Le lesioni aterosclerotiche si formano probabilmente sul modello della risposta al danno. Probabilmente all' origine c'è un danno sulla parete vascolare, e la risposta a questo danno potrebbe es­sere la "placca". In genere questo tipo di danno è funzionale, e non anatomico; quindi si potranno avere aumenti della permeabi­lità lipidica, e quindi di colesterolo e LDL, o espressione di molecole adesive. Quando questo succede, le LDL passano attraver­so l' endotelio, e l' endotelio esprime siti di attacco per i mo­nociti, o per le piastrine. I monociti convengono poiché rispon­dono a stimoli chemiotattici; si dispongono nell' intima come ma­crofagi. Le LDL, al passaggio endoteliale, sono trasformate in LDL ossidate, e vengono fagocitate dai macrofagi: per questo mo­tivo i macrofagi locali appaiono schiumosi. A questo punto biso­gna considerare che le cellule endoteliali possono produrre IL-1, PDGF, FGF, vari fattori di crescita, fattori chemiotattici (come MCP-1, proteina chemiotattica per i monociti, o M-CSF e GM-CSF); tutto ciò stimola migrazione e proliferazione di cellule muscola­ri lisce. A questo punto è formata la placca aterosclerotica, che viene completata con vascolarizzazione per neo-angio-genesi.
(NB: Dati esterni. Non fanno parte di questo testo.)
PR #903, opened 2023-11-30
Sepal pre release

dfguerrerom:
- I use this branch to update some of the features that are required but are not fully accpeted.

This PR it's just a draft, never will be an actual PR.

This PR can be deleted but NOT the branch


12rambau:
@dfguerrerom could you implement the modification you made for the authentication method in another PR ? 

I would like to start integrating your changes so you don't diverge too much from the main branch and I think it would be the first step to make sure the tests are running again on your machine.

PR #906, opened 2024-02-26
Update module_venv.py bin

dfguerrerom:
- It is just to update and better mimic the default behaviour as SEPAL creates the venv


dfguerrerom:
failing test are not related with the scope of the PR, they are happening because of the mandatory project authentication in gee.
that problem can be followed in https://github.com/12rambau/sepal_ui/pull/905

dfguerrerom:
closed in favor of https://github.com/openforis/sepal_ui/pull/926

Issue #909, opened 2024-03-29
make sepal_ui compatible with voila sepal-ui-template


dfguerrerom:
I've been working with a [voila template](https://github.com/dfguerrerom/voila-sepal-ui) to render sepal-ui based apps which has some cool features:
- Replace default jupyter spinning wheel and cell count number when loading
- Adds a kernel status icon
- Capture errors when it executes the cells and display them in a more user-friendly way
- Load app js scripts on a custom holder for scripts in the DOM (and here is where we need to add a tag to all vuetify template scripts)
- Minimize the DOM (diom).

It will also close https://github.com/12rambau/sepal_ui/issues/908 and https://github.com/12rambau/sepal_ui/issues/884

12rambau:
ping me again If I don't review this one before Monday

PR #910, opened 2024-03-29
feat: adapt to voila-sepal-ui template. #909

dfguerrerom:
This is related to https://github.com/12rambau/sepal_ui/issues/909. 
There are only few changes that I had to do. As I reported in https://github.com/widgetti/ipyvuetify/issues/308, `VuetifyTemplates` don't have a `metadata_id` and is not possible to identify them on a straighforward way, that's why I added a `class` tag to the main scripts we are using "copy to clipboard" and "fullscreen" for maps, in this way they will be displayed in the DOM when using `display` method.
I didn't set this tag to the other styles and js's we [have here](https://github.com/12rambau/sepal_ui/blob/68bfd2b89ada6e3422448f47a1ba8968f3442dec/sepal_ui/frontend/styles.py#L155, ) because they are obsolete within the new template.

update 04-10-24
=============

Actually, I simplified the full screen event by just adding/removing a css class, that will make the trick work and we'll use less code.


dfguerrerom:
@12rambau, I came up with a simpler solution for the full screen that doesn't require to use the vuetify template, and works well in both scenarios.

sepal_ui/mapping/fullscreen_control.py
```diff
@@ -97,7 +78,12 @@ def toggle_fullscreen(self, *args) -> None:
         # change button icon
         self.w_btn.children[0].children = [self.ICONS[self.zoomed]]
 
-        # zoom
-        self.template.send({"method": self.METHODS[self.zoomed], "args": []})
+        (
+            self.m.add_class("full-screen-map")
+            if self.zoomed
+            else self.m.remove_class("full-screen-map")
+        )
```
12rambau, line 85:
```suggestion
        if self.zoomed:
            self.m.add_class("full-screen-map")
        else:
            self.m.remove_class("full-screen-map")
```

I usually don't like it but it's currently shorter. I will request some extra method in ipywidget: https://github.com/jupyter-widgets/ipywidgets/issues/3905

12rambau (approved):
I let you decide if you want to accept my suggestion but for the rest it's good to go !

PR #913, opened 2024-05-03
feat: make theme change interactive

dfguerrerom:
This PR does the following:

- change default dark and light theme colors
- live theme colors change when theme button is clicked
- add new 'reactive' colors to the theme
- change the basemap tile to its light/dark variant if they are the default carto basemaps
- automatically update colors on disclaimers using the logic already set
- do some small test corrections 

See the result:

[screen-capture.webm](https://github.com/12rambau/sepal_ui/assets/12363250/c03a7d40-9558-4ab7-a968-4523c843655c)

@12rambau, the video doesn't show the transition so well but I think it is because of the number of frames that my recording tool use.

I know the test will fall because of the gee issue, but that PR stills on hold.


12rambau:
I love it, checked the code and found nothing to complain about. This feature is so much better than the previous implementation.

12rambau (approved):

PR #922, opened 2024-05-22
feat: Make a lazy loading of gee gdf..close #919.

### LINKED ISSUE #919: don't retrieve the geometries
Is there a need to "download" the AOI if the `AoiModel` is instantiated with the  `gee` parameter? 
If I create a GEE app, there are only few and specific cases (or is there even any?)  where I want to retrieve the features from GEE and then store them as `GeoDataFrame` in the object,
I think we should not make this expensive process as the default  behavior every time an AOI is created, this is not useful, and it is even worst if a vector file is selected from the client side: it uploads it and then it downlaods it.

dfguerrerom:
- Related to #919.
- Basically I create a lazy import on the `gdf` when it is requested using a full GEE AoiModel.
- I also changed the `AoiView` method to add both local and ee layers independently.

### DIFF
--- a/sepal_ui/aoi/aoi_model.py
+++ b/sepal_ui/aoi/aoi_model.py
@@ -503,9 +503,11 @@ class AoiModel(Model):
 
         if self.gee:
             coords = self.feature_collection.geometry().bounds().coordinates().get(0).getInfo()
-            return [coords[0][0], coords[0][1], coords[3][0], coords[3][1]]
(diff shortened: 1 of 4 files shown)


dfguerrerom:
@12rambau the other tests fail because of the issue with your planet key

12rambau:
find with me. 

I really like the smooth implementation with a property.

12rambau (approved):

Come visto in precedenza, la placca aterosclerotica è capace di dare trombosi arteriosa. Soprattutto in seguito a fissurazione, è possibile che il sangue infiltrante la placca venga coagulato, dal momento che nella placca sono contenuti elementi trombogeni­ci, che sono i macrofagi, le cellule muscolari lisce e le cellule morte, che contengono TF. TF può essere anche prodotto dalle cel­lule endoteliali in seguito a stimoli particolari.